Assurance vie et succession : tout savoir

Pour faire face à des problèmes imprévus, l’homme doit épargner une partie de son revenu. C’est dans cette optique qu’on vous propose l’assurance-vie. L’assurance-vie est un moyen par lequel toute personne faire un recours en cas d’un problème après avoir épargné une partie de son revenu auprès d’un assureur. Pour y avoir d’éclaircissement consulté cet article.

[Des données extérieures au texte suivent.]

PR #2487, opened 2017-06-11
Fix #2486 Rename LogicalOperand/And/Or/Not to Selection*

### LINKED ISSUE #2486: Rename LogicalOperand/And/Or/Not to Selection*
Similar to FilterOperand/And/Or/Not, we should make the name more specific.

kanitw:
(Since this is only used for selection, this should be a better name for Altair)

### DIFF
--- a/build/vega-lite-schema.json
+++ b/build/vega-lite-schema.json
@@ -1075,7 +1075,7 @@
           "$ref": "#/definitions/Scale"
         },
         "selection": {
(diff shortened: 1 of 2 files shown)


kanitw:
>  So while we currently only use them for selections, they seem more broadly applicable for future use cases that may arise.

I agree.  We can later rename if such use case arise.  Given we probably won't have one in the near future, I think Selection* is better for now.  :)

Qu’est-ce qu’une assurance-vie ?

L’assurance-vie est un moyen par lequel une personne épargne une partie de son revenu dans le but de satisfaire un événement lié au décès ou survie. Autrement dit, l’assurance-vie est un contrat dans lequel la banque ou l’assureur s’engage pour verser un capital à une personne déterminée (successeur) en cas de décès du souscripteur. Vous trouverez dans cet article d’un blog sur les assurances, plus de détails. De plus, l’assurance-vie ne verse pas un capital seulement en cas de décès du souscripteur comme certaines personnes pensent. Elle intervient aussi dans le but d’améliorer la qualité de vie du souscripteur une fois que ce dernier prend sa retraite. En effet, il existe deux types de contrat dans une assurance-vie : contrat d’assurance en cas de vie et contrat d’assurance en cas de décès. Concernant l’assurance en cas de vie, l’assuré reçoit du capital à l’échéance du contrat s’il vit toujours. Quant aux assurances en cas de décès, le problème se présente si le souscripteur décède avant le terme du contrat.

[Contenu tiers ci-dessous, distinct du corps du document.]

Issue #2198, opened 2017-04-17
Logic for merging size signal


kanitw:
Currently we always generate redundant size signal (e.g.,  for line that have point overlay, we will generate similar signals for both layers and the size of layer simply calculate max of all signals.)

This obviously could be improved. 

Cases:

- [x] Merge redundant signal inside 
  - [x] layer
  - [x] repeat
  - [ ] concat
- [ ] Merge the top-level's width/height signal with the top-level model

This should depends on correctly merging scale

kanitw:
The tricky part is  1D plot (when there is no x scale or no y scale). 
We may need size component that can be merged.

PR #2491, opened 2017-06-12
Add Split<Scale/ScaleComponent> and uses them as return types of `initScale, parseScale`	

kanitw:
This is a first step for scale refactor #2251.

With more details about explicitly specified properties and one that are from our rules, we can improve scale merging logic.  

cc: @willium

### DIFF
--- a/examples/vg-specs/layer_precipitation_mean.vg.json
+++ b/examples/vg-specs/layer_precipitation_mean.vg.json
@@ -105,7 +105,7 @@
         },
         {
             "name": "layer_1_width",
-            "update": "21"
+            "update": "bandspace(domain('undefined').length, 0.1, 0.05) * 21"
         },
         {
             "name": "layer_1_height",
--- a/src/compile/scale/parse.ts
+++ b/src/compile/scale/parse.ts
@@ -47,25 +47,28 @@ export function parseScale(model: UnitModel, channel: ScaleChannel) {
   const scale = model.scale(channel);
   const sort = model.sort(channel);
 
+  // FIXME parseScale should return something similar to Split<VgScale>
   const scaleComponent: VgScale = {
     name: model.scaleName(channel + '', true),
-    type: scale.type,
+    type: scale.get('type'),
     domain: parseDomain(model, channel),
     range: parseRange(scale)
   };
 
-  if (isSelectionDomain(scale.domain)) {
+  if (isSelectionDomain(scale.get('domain'))) {
     // As scale parsing occurs before selection parsing, we use a temporary
     // signal here and append the scale.domain definition. This is replaced
     // with the correct domainRaw signal during scale assembly.
     // For more information, see isRawSelectionDomain in selection.ts.
+
+    // FIXME: replace this with an explicit property in the scaleComponent
     scaleComponent.domainRaw = {
-      signal: SELECTION_DOMAIN + JSON.stringify(scale.domain)
+      signal: SELECTION_DOMAIN + JSON.stringify(scale.get('domain'))
     };
   }
 
   NON_TYPE_DOMAIN_RANGE_VEGA_SCALE_PROPERTIES.forEach((property) => {
-    scaleComponent[property] = scale[property];
+    scaleComponent[property] = scale.get(property);
   });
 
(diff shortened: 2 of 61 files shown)


examples/vg-specs/layer_precipitation_mean.vg.json
```diff
@@ -105,7 +105,7 @@
         },
         {
             "name": "layer_1_width",
-            "update": "21"
+            "update": "bandspace(domain('undefined').length, 0.1, 0.05) * 21"
```
kanitw: Note that this one actually is not perfectly correct.  
The correct behavior is that the scale should be merged (and should be handled as a part of #2198).  

In any case, the visual output looks fine for now away.

kanitw:
Note that a number of layered examples now have consistent width/height signals

src/compile/split.ts
```diff
@@ -0,0 +1,71 @@
...
+    const base = keys.reduce((b, key) => {
+      const value = this.get(key);
+      if (value) {
+        b[key] = value;
+      }
+      return b;
+    }, {} as Partial<T>);
+
+    // FIXME remove "as any".
+    // Add "as any" to avoid an error "Spread types may only be created from object types".
```
domoritz: Can you do `T extends object`?

src/compile/scale/parse.ts
```diff
@@ -47,25 +48,37 @@ export function parseScale(model: UnitModel, channel: ScaleChannel) {
   const scale = model.scale(channel);
   const sort = model.sort(channel);
 
-  const scaleComponent: VgScale = {
-    name: model.scaleName(channel + '', true),
-    type: scale.type,
-    domain: parseDomain(model, channel),
-    range: parseRange(scale)
-  };
+  // FIXME parseScale should return something similar to Split<VgScale>
```
domoritz: Can you explain what this means? Is there an issue for this?

src/compile/scale/parse.ts
```diff
@@ -47,25 +48,37 @@ export function parseScale(model: UnitModel, channel: ScaleChannel) {
...
+  const scaleComponent: ScaleComponent = new Split<Partial<VgScale>>(
+    {},
+    // Implicit
+    {
+      name: model.scaleName(channel + '', true)
+    }
+  );
+  scaleComponent.copyKeyFrom('type', scale);
+
+  // FIXME: this condition to be implicit/explicit is incorrect
```
domoritz: Why not fix it?

src/compile/scale/parse.ts
```diff
@@ -47,25 +48,37 @@ export function parseScale(model: UnitModel, channel: ScaleChannel) {
...
+  if (isSelectionDomain(scale.get('domain'))) {
     // As scale parsing occurs before selection parsing, we use a temporary
     // signal here and append the scale.domain definition. This is replaced
     // with the correct domainRaw signal during scale assembly.
     // For more information, see isRawSelectionDomain in selection.ts.
-    scaleComponent.domainRaw = {
-      signal: SELECTION_DOMAIN + JSON.stringify(scale.domain)
-    };
+
+    // FIXME: replace this with a special property in the scaleComponent
```
domoritz: Why not do it now?

kanitw: So many things to do.  This is less important and could be done post 2.0.

src/compile/split.ts
kanitw: Unfortunately, I tried and it threw a different error.

src/compile/scale/parse.ts
kanitw: Good catch.  This is actually done  in the last two commits of this PR.  I'll remove the comment.

src/compile/scale/parse.ts
kanitw: Because it requires refactoring parseDomain, which would become hairy ... I wanna work on more important parts first.  Filed an issue here https://github.com/vega/vega-lite/issues/2497

src/compile/split.ts
domoritz: What was it?

domoritz:
looks good to be merged.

La fiscalité de l’assurance-vie

Selon les contrats, les règles applicables à l’assurance-vie peuvent varier. En matière successorale et fiscale, il y a des règles communes qui demeurent. Vous devez comprendre qu’un prélèvement social de 17,2 % serait déduit de votre revenu net procuré par votre assurance-vie. Lors d’une succession, votre capital peut être pris en compte. Il faut noter que pour les nouveaux versements, l’assurance-vie est soumise au prélèvement de 12,8 % à compter de 2018.

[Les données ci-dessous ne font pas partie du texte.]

PR #2498, opened 2017-06-13
Dom/falkensee

domoritz:


src/compile/data/index.ts
```diff
@@ -29,4 +29,9 @@ export interface DataComponent {
    * For facets, we store the reference to the root node.
    */
   facetRoot?: FacetNode;
+
+  /**
+   * Parse properties passed down from ancestors.
+   */
+  modelParse: Dict<string>;
```
kanitw: modelParse is a pretty confusing name -- it gives me no clue what it means when I first read the code.   maybe `ancestorParse`?

kanitw:
Also, I think writing test for this would only take your extra 5-10 mins so please do it.

src/compile/data/index.ts
domoritz: Done

domoritz:
Wrote a test

kanitw:
Cool.  Feel free to merge when test finishes running.

Issue #2493, opened 2017-06-13
Check occurences of isBinScale


kanitw:
Since the rationale for https://github.com/vega/vega-lite/pull/2492 is that bin scale does not work with selection, we should revise `isBinScale` calls inside `src/compiler/selections`.  (There are still some references.)

domoritz:
I looked over them and it seemed like they were there to prevent selections over bin scales. So it all seems correct.

However, I wonder whether those checks are necessary since we will never have bin scales for x and y.

arvind:
Yes! Thanks to #2492, interval selections now work when x/y is binned. However, I would prefer to leave the `isBinScale` checks in place because the conditions they test for still hold -- our strategy for panning, zooming, and reacting to scale changes will not work with binned scales. Keeping the checks in place seems more future proof to me -- e.g., if we enable brushing a binned color legend in the future.

kanitw:
Sounds good.  (I only filed this issue to make sure they are still correct :))

arvind:
Agreed, it was good to re-check those assumptions. And as a result, I found two bugs: I inadvertently deleted a ternary branch for the `isBinScale` condition and, more problematically, #2492 broke the cross filter example revealing that it is currently possible to specify an infinite loop with our selections. Need to think on how to resolve that.

kanitw:
Ok i'll re-open this for now then.

PR #2492, opened 2017-06-13
Use linear for binned x and y.

domoritz:
Fixes #2461

PR #2501, opened 2017-06-14
Proxy scale reactions to prevent infinite loop w/interval selection filters

arvind:
As described in #2493, the switch to a linear scale in #2492 revealed an infinite loop when interval selections filter datasets that back scales in its view (e.g., cross filtering). The specific flow is interaction events fire `modify` calls to the selection's backing store. These updates trigger reevaluations of the selection predicate applied to the source/raw dataset. This in turn marks scale functions as modified, which would loop back to keep brushes in sync with scale changes. 

This PR instead proxies the final part of that cycle. Instead of having the brush signals react directly to scale changes, a new `scale_trigger` signal is introduced. This new signal reacts to scale changes and determines if the brush coordinates should change. If they should, propagation continues and the brush coordinates update (as they now listen to the `scale_trigger` signal rather than the actual scale). If brush coordinates remain the same, propagation is stopped by returning an unchanged `scale_trigger` value.

### DIFF
--- a/src/compile/selection/interval.ts
+++ b/src/compile/selection/interval.ts
@@ -9,17 +9,20 @@ import scales from './transforms/scales';
 
 
 export const BRUSH = '_brush';
+export const SCALE_TRIGGER = '_scale_trigger';
 
 const interval:SelectionCompiler = {
   predicate: 'vlInterval',
   scaleDomain: 'vlIntervalDomain',
 
   signals: function(model, selCmpt) {
+    const name = selCmpt.name;
+    const hasScales = scales.has(selCmpt);
     const signals: any[] = [];
     const intervals:any[] = [];
-    const name = selCmpt.name;
+    const scaleTriggers: any[] = [];
 
-    if (selCmpt.translate && !(scales.has(selCmpt))) {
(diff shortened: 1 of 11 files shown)


arvind:
Travis should pass once the schema change in vega/vega-parser#40 is merged.

src/compile/selection/interval.ts
```diff
@@ -29,18 +32,43 @@ const interval:SelectionCompiler = {
...
     });
 
+    // Proxy scale reactions to ensure that an infinite loop doesn't occur
+    // when an interval selection filter touches the scale.
+    if (!hasScales) {
+      signals.push({
+        name: name + SCALE_TRIGGER,
+        value: {},
+        on: [{
+          events: scaleTriggers.map((t) => { return {scale: t.scaleName}; }),
```
kanitw: No need to change at all but FYI you can do 

```
scaleTriggers.map(t => ({scale: t.scaleName}))
```

(The trick for returning object is to use a parenthesis to wrap it.)

arvind: Aha! This always frustrated me. Thanks!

Utilité de l’assurance-vie pour la succession

L’assurance-vie est un moyen excellent qui vous permettra de diminuer les droits de succession grâce à sa fiscalité. Si l’assuré décède, mais bénéficie du contrat, les sommes perçues doivent être transférées au successeur par les droits de succession. L’assurance-vie vous donnera l’opportunité de choisir librement votre successeur ou votre bénéficiaire. Pour cela, une fois que l’assuré meurt, une partie de son capital ou la totalité sera versé au successeur.